Task objective:
Only some lines are wanted. Transcribe, exactly, the lines below from the line with "leisure = sport_center<br>sport" up to and including the line with "- This tag is".

Stored data entries:
=== Section Start ===

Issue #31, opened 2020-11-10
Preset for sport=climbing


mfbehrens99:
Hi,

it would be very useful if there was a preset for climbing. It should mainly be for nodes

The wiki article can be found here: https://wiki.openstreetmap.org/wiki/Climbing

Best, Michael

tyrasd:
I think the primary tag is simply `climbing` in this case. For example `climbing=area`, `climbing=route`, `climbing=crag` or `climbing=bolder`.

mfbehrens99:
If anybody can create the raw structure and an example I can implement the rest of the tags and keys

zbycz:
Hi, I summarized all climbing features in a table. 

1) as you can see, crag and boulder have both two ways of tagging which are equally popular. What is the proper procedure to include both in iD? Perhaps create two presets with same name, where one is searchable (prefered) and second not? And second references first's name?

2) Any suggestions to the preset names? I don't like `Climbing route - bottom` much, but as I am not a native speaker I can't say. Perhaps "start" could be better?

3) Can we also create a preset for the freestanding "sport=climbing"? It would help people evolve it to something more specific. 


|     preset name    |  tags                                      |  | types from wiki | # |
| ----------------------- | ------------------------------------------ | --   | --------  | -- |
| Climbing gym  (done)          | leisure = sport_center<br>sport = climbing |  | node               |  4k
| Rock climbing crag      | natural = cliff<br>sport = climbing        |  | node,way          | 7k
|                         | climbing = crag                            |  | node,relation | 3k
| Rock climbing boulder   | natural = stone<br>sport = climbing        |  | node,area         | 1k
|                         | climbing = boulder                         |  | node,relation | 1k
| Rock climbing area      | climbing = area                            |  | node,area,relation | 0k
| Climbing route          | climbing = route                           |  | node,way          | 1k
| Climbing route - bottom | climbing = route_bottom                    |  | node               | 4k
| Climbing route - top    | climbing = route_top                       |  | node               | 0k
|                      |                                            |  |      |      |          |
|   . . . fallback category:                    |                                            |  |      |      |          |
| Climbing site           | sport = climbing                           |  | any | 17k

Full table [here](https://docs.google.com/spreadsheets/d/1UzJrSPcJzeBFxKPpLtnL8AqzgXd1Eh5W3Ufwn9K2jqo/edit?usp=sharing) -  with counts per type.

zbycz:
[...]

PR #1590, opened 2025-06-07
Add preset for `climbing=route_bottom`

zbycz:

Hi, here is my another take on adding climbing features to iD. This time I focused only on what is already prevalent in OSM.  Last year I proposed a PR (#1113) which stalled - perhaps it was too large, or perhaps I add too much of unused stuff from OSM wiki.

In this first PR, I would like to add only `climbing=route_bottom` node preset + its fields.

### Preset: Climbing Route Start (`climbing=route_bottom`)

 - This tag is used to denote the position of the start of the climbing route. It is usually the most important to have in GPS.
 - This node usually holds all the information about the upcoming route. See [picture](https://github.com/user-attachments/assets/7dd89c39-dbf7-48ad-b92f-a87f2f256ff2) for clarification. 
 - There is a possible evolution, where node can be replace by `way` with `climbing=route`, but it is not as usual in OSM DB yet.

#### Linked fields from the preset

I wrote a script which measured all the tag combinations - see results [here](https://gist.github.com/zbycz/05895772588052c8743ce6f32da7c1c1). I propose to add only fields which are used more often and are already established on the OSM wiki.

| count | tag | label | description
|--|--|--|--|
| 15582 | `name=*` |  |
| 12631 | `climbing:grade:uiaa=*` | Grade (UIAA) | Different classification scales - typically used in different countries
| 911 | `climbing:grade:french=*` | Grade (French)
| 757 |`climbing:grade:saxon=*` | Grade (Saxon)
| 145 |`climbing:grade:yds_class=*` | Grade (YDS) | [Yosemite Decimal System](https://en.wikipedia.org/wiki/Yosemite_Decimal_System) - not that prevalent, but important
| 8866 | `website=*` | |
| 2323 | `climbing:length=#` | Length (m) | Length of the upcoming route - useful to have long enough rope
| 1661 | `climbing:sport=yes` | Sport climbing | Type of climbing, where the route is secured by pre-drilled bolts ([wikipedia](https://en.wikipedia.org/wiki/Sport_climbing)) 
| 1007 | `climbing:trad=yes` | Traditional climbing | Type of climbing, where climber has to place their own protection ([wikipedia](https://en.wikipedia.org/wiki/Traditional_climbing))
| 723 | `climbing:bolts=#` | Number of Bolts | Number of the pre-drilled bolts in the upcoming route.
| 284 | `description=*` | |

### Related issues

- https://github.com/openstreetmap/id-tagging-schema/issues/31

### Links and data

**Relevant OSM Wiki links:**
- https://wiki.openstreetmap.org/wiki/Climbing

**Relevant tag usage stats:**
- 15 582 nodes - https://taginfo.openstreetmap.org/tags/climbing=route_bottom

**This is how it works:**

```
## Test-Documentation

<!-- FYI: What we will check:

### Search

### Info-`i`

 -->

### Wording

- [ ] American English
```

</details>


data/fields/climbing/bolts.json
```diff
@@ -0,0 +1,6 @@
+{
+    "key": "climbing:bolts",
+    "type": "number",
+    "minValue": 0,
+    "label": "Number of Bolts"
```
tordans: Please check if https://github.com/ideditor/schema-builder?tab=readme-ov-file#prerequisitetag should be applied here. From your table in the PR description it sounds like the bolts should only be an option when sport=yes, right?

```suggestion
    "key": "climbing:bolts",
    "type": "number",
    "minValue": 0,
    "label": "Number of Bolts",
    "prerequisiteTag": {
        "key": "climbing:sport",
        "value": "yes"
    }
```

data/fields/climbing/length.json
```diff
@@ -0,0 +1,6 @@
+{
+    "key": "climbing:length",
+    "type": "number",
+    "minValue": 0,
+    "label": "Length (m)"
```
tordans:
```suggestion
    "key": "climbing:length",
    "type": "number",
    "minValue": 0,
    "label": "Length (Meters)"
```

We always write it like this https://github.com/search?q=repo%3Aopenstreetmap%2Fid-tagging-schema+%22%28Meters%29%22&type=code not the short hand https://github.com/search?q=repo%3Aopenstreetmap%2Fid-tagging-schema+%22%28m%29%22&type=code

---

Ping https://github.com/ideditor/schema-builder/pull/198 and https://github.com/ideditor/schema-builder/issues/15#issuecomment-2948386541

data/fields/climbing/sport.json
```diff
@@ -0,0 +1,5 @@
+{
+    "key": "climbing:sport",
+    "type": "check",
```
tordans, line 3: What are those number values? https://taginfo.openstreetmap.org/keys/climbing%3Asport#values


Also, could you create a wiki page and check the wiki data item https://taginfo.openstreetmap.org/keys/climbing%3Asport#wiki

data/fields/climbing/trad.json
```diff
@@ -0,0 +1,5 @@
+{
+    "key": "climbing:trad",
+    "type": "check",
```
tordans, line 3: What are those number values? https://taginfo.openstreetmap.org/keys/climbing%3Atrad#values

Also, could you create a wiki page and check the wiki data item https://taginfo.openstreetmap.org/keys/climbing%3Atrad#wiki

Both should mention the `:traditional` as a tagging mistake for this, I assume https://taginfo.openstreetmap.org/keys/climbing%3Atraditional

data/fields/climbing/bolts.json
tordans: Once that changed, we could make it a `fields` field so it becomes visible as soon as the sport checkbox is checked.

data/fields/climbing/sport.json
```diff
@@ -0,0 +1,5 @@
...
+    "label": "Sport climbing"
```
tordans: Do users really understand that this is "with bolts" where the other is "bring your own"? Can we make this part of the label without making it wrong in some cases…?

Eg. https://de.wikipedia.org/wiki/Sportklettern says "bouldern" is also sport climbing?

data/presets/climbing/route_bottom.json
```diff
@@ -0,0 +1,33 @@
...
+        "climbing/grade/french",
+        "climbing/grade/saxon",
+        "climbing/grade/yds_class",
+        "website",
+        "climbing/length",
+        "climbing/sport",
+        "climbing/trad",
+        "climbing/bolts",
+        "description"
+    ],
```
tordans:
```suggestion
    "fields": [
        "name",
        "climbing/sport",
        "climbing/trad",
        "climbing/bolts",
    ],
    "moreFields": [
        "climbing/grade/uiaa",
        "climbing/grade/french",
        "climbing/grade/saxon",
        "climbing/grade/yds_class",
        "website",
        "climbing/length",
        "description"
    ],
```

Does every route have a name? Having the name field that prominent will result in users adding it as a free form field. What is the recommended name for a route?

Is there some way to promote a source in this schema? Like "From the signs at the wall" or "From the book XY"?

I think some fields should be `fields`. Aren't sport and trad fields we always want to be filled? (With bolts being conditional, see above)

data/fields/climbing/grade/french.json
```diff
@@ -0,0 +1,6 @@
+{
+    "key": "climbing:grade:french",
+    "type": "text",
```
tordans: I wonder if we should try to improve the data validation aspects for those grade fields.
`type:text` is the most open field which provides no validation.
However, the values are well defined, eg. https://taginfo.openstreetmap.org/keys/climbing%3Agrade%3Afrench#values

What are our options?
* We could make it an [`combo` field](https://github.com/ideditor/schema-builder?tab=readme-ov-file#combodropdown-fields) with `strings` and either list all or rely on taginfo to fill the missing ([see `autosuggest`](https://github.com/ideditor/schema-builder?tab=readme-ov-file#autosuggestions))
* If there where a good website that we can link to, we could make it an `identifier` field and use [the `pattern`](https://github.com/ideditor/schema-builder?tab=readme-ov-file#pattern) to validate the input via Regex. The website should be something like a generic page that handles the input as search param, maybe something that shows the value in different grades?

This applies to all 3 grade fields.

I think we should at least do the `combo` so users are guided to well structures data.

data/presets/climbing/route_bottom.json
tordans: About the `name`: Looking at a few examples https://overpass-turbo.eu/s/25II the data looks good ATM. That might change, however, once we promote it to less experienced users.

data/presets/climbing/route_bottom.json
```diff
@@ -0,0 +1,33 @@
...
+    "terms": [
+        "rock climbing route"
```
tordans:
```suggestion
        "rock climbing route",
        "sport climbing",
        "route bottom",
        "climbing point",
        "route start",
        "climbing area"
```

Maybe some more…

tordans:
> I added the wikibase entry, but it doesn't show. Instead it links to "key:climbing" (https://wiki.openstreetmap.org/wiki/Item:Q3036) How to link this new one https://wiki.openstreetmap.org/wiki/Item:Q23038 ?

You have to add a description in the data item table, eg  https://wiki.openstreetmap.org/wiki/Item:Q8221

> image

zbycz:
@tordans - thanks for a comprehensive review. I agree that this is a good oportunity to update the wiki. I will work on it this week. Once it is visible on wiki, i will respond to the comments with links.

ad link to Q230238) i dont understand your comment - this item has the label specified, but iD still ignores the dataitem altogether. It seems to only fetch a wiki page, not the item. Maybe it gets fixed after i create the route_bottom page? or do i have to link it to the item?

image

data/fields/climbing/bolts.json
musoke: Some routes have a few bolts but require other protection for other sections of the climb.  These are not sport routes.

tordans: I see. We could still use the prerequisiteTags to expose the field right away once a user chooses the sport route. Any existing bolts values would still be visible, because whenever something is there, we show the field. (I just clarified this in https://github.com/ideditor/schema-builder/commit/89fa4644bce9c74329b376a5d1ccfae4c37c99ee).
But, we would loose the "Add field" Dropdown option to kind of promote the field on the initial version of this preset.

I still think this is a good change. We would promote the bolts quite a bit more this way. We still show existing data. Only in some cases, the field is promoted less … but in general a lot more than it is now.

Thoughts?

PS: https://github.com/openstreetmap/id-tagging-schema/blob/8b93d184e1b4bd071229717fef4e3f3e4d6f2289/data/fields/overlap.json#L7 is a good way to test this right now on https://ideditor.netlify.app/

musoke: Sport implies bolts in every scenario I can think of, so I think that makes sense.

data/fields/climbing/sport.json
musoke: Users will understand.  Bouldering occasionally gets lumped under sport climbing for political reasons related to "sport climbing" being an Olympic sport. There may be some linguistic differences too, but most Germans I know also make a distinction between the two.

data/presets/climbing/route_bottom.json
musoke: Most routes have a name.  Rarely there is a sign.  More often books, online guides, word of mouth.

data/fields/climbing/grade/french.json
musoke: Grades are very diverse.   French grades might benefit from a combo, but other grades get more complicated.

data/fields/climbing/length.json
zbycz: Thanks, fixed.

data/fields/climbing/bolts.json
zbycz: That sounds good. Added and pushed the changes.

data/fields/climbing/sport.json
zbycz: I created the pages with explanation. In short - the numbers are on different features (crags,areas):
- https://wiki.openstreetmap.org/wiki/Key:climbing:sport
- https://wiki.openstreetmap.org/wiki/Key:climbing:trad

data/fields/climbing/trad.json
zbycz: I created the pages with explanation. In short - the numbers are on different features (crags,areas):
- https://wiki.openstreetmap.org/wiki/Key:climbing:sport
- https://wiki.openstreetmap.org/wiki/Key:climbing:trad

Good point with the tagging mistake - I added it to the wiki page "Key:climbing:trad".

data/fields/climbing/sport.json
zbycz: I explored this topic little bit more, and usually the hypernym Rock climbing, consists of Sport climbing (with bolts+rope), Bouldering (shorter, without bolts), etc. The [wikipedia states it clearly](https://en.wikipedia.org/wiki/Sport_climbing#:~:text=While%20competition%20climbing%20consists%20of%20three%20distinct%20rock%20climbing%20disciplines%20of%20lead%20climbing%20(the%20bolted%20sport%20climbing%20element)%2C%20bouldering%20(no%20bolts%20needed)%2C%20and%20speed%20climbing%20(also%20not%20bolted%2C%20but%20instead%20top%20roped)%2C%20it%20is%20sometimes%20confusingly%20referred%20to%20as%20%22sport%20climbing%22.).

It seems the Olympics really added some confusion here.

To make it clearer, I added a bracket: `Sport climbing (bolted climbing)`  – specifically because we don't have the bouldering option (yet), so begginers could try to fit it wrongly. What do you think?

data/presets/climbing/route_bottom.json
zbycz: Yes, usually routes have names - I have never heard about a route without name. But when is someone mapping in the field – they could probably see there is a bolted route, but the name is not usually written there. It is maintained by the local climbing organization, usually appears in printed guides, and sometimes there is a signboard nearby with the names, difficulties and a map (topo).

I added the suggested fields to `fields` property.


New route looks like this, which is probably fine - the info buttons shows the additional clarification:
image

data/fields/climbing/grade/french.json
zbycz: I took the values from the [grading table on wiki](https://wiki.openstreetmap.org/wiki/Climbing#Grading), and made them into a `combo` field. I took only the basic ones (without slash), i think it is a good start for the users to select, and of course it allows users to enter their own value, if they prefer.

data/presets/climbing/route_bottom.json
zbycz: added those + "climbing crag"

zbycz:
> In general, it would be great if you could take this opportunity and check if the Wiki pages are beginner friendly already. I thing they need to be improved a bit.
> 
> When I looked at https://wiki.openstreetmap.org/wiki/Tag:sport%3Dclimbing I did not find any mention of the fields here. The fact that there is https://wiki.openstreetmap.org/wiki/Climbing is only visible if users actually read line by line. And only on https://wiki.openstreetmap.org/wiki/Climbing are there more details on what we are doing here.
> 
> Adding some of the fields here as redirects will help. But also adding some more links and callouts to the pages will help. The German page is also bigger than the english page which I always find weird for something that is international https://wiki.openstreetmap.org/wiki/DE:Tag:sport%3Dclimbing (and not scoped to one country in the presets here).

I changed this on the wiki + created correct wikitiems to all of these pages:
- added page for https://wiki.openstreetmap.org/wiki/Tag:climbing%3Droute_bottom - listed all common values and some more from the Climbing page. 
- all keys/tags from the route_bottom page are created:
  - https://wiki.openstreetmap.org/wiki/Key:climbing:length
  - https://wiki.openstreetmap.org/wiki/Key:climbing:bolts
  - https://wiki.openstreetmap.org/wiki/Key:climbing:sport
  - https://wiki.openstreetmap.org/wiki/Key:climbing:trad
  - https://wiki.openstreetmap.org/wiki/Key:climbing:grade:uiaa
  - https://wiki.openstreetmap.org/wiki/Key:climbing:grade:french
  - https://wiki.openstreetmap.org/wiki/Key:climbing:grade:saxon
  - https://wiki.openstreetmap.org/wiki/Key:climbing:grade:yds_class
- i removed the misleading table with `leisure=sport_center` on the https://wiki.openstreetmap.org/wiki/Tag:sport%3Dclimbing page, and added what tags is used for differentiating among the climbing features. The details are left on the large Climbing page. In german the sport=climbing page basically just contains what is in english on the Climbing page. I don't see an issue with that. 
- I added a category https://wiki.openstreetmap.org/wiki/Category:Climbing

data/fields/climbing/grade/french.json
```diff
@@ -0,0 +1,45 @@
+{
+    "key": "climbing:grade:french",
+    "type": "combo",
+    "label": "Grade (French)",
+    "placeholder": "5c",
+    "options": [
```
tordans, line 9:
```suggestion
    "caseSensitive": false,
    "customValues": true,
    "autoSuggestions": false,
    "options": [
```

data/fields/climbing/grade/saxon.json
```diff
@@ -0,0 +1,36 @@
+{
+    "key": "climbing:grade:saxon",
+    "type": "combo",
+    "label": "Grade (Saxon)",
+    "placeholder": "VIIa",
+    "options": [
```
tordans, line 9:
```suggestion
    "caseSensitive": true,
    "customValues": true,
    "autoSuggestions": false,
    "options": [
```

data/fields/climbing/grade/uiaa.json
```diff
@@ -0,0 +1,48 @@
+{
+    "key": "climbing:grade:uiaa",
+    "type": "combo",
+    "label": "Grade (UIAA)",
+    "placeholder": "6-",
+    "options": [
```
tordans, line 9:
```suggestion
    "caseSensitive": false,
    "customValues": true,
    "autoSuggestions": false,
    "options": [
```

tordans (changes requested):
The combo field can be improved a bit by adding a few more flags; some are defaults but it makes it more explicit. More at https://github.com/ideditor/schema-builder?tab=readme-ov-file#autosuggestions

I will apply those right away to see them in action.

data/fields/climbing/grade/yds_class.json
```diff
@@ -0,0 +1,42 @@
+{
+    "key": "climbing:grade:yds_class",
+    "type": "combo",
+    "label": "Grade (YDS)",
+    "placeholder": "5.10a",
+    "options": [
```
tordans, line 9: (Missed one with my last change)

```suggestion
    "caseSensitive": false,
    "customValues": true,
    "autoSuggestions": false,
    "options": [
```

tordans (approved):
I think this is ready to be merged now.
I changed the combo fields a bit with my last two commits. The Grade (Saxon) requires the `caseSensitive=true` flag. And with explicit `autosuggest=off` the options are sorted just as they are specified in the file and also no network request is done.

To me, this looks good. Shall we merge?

=== Section End ===
=== Section Start ===

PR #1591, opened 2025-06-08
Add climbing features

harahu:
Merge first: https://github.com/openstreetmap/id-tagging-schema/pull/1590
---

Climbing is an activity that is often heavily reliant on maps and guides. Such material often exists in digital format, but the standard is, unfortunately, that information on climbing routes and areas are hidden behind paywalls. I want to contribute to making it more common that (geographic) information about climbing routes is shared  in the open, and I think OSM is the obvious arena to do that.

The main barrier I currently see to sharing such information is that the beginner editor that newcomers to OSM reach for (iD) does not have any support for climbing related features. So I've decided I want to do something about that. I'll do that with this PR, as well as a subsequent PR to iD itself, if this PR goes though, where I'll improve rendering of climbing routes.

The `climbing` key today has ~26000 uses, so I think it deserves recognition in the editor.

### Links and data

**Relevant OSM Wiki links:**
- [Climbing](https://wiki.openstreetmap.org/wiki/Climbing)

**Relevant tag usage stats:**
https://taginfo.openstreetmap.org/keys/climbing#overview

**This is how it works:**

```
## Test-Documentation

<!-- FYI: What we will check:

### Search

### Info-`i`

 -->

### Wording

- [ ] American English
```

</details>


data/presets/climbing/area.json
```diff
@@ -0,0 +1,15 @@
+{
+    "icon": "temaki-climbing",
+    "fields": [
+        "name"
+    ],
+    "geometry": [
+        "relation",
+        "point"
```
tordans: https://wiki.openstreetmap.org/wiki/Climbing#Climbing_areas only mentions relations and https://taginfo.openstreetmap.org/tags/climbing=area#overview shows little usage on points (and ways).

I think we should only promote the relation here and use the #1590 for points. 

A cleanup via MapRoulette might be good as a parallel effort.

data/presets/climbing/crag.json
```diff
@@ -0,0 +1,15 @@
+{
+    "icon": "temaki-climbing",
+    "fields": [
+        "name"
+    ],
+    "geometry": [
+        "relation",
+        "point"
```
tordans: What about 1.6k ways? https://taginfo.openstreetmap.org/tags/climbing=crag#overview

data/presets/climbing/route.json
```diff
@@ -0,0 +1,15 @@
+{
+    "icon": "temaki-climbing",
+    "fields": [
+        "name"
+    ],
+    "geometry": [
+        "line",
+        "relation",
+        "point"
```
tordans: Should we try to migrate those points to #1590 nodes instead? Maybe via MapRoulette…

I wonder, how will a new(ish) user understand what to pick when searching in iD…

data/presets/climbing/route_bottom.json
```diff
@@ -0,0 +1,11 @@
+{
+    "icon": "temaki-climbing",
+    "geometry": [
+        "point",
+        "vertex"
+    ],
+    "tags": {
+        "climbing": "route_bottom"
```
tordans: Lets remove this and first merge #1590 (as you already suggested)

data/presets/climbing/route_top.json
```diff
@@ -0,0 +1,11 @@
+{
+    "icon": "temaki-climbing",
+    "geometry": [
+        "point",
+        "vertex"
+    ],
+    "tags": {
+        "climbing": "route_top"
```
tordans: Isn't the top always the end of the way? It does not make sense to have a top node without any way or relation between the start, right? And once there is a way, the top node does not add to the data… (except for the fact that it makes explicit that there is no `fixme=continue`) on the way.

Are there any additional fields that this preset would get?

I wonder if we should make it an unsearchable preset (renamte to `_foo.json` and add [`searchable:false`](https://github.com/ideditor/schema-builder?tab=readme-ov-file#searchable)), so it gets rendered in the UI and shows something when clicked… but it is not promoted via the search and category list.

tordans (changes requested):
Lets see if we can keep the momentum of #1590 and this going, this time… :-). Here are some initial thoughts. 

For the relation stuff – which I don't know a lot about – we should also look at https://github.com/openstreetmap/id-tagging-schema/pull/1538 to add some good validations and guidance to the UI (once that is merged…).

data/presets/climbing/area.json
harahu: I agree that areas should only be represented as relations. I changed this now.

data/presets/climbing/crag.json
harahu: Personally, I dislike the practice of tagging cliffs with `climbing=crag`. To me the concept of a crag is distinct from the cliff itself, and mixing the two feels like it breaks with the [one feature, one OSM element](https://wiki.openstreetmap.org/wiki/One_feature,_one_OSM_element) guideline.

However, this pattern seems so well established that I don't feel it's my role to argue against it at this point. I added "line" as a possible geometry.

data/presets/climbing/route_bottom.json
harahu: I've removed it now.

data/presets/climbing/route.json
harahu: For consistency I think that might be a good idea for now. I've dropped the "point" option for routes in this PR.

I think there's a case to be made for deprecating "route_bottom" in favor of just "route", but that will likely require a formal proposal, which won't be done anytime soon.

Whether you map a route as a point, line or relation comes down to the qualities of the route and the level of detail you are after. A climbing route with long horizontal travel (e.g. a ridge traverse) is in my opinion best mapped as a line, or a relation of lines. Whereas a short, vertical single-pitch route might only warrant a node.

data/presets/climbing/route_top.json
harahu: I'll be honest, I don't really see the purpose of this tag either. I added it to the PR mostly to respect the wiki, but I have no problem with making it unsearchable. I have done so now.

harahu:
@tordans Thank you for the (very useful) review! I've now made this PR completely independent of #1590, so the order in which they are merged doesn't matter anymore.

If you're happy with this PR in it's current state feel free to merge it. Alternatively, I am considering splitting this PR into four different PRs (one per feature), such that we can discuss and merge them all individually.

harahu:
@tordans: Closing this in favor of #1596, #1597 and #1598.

=== Section End ===
=== Section Start ===

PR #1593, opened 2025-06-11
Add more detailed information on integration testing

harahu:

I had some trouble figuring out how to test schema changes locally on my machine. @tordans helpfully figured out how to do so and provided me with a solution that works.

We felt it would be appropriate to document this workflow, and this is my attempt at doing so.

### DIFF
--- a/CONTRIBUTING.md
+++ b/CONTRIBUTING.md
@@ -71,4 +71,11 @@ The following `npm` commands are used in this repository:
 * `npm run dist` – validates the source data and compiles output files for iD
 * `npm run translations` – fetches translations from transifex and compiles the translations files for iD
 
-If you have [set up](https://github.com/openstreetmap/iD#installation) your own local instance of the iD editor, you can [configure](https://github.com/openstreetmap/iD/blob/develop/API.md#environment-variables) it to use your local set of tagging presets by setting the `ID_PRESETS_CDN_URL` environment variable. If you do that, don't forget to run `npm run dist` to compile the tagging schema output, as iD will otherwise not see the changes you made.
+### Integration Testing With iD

=== Section End ===

Response to this task:
| Climbing gym  (done)          | leisure = sport_center<br>sport = climbing |  | node               |  4k
| Rock climbing crag      | natural = cliff<br>sport = climbing        |  | node,way          | 7k
|                         | climbing = crag                            |  | node,relation | 3k
| Rock climbing boulder   | natural = stone<br>sport = climbing        |  | node,area         | 1k
|                         | climbing = boulder                         |  | node,relation | 1k
| Rock climbing area      | climbing = area                            |  | node,area,relation | 0k
| Climbing route          | climbing = route                           |  | node,way          | 1k
| Climbing route - bottom | climbing = route_bottom                    |  | node               | 4k
| Climbing route - top    | climbing = route_top                       |  | node               | 0k
|                      |                                            |  |      |      |          |
|   . . . fallback category:                    |                                            |  |      |      |          |
| Climbing site           | sport = climbing                           |  | any | 17k

Full table [here](https://docs.google.com/spreadsheets/d/1UzJrSPcJzeBFxKPpLtnL8AqzgXd1Eh5W3Ufwn9K2jqo/edit?usp=sharing) -  with counts per type.

zbycz:
[...]

PR #1590, opened 2025-06-07
Add preset for `climbing=route_bottom`

zbycz:

Hi, here is my another take on adding climbing features to iD. This time I focused only on what is already prevalent in OSM.  Last year I proposed a PR (#1113) which stalled - perhaps it was too large, or perhaps I add too much of unused stuff from OSM wiki.

In this first PR, I would like to add only `climbing=route_bottom` node preset + its fields.

### Preset: Climbing Route Start (`climbing=route_bottom`)

 - This tag is used to denote the position of the start of the climbing route. It is usually the most important to have in GPS.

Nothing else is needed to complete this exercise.